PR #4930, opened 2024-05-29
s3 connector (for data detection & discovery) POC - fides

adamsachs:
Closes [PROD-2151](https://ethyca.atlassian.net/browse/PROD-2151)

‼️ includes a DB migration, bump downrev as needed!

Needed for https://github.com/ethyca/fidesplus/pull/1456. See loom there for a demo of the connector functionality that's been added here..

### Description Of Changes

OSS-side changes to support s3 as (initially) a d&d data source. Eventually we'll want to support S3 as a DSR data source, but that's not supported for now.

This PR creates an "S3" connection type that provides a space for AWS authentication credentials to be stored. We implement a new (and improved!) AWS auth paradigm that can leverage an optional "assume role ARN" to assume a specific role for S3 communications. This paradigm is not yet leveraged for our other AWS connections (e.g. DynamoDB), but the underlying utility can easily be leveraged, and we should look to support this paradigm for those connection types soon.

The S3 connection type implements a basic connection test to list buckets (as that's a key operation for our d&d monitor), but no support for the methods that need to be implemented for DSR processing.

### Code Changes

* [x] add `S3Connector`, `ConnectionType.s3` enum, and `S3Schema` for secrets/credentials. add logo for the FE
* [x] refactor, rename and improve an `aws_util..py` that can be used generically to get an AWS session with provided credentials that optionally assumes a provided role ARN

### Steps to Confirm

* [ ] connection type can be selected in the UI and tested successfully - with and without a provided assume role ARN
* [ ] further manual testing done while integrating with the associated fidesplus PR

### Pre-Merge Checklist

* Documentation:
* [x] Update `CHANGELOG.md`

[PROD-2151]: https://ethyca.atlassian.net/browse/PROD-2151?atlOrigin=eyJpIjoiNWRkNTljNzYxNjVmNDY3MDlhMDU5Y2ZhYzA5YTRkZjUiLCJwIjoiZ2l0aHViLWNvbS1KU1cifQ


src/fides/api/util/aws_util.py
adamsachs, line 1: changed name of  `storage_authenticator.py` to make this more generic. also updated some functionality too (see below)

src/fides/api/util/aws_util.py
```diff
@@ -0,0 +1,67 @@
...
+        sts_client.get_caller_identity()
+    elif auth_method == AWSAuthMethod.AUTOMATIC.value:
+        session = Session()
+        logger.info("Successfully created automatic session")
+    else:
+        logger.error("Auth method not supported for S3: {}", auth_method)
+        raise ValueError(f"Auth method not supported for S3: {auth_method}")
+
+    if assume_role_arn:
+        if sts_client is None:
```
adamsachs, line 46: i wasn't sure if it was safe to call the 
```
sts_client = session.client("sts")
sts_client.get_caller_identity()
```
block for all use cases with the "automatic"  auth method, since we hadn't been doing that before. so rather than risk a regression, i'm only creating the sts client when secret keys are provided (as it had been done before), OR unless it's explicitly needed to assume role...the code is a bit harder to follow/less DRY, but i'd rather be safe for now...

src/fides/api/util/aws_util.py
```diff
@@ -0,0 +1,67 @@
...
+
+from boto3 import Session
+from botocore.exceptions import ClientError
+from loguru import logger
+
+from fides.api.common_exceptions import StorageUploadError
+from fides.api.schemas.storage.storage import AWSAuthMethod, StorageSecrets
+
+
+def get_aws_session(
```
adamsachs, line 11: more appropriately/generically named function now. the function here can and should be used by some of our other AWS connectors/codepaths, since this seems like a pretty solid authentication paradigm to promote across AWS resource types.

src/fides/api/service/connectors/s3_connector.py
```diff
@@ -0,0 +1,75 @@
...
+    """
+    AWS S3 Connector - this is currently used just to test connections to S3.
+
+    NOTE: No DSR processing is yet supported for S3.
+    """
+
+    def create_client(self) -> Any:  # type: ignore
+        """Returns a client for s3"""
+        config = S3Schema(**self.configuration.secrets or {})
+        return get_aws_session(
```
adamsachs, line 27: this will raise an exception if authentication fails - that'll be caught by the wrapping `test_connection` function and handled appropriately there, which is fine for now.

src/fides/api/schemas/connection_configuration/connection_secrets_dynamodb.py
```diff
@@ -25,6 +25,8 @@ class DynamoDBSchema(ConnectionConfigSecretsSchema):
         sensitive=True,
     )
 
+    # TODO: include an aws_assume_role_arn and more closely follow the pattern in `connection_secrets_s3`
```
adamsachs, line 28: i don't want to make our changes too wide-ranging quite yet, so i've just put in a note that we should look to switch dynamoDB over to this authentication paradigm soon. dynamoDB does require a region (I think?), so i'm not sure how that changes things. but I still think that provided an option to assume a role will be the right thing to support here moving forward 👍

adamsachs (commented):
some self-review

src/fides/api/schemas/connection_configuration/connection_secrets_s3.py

What is required: Within the data, how many lines hold the string "connectors"? Answer with the number and nothing more.

Answer for this exercise: 2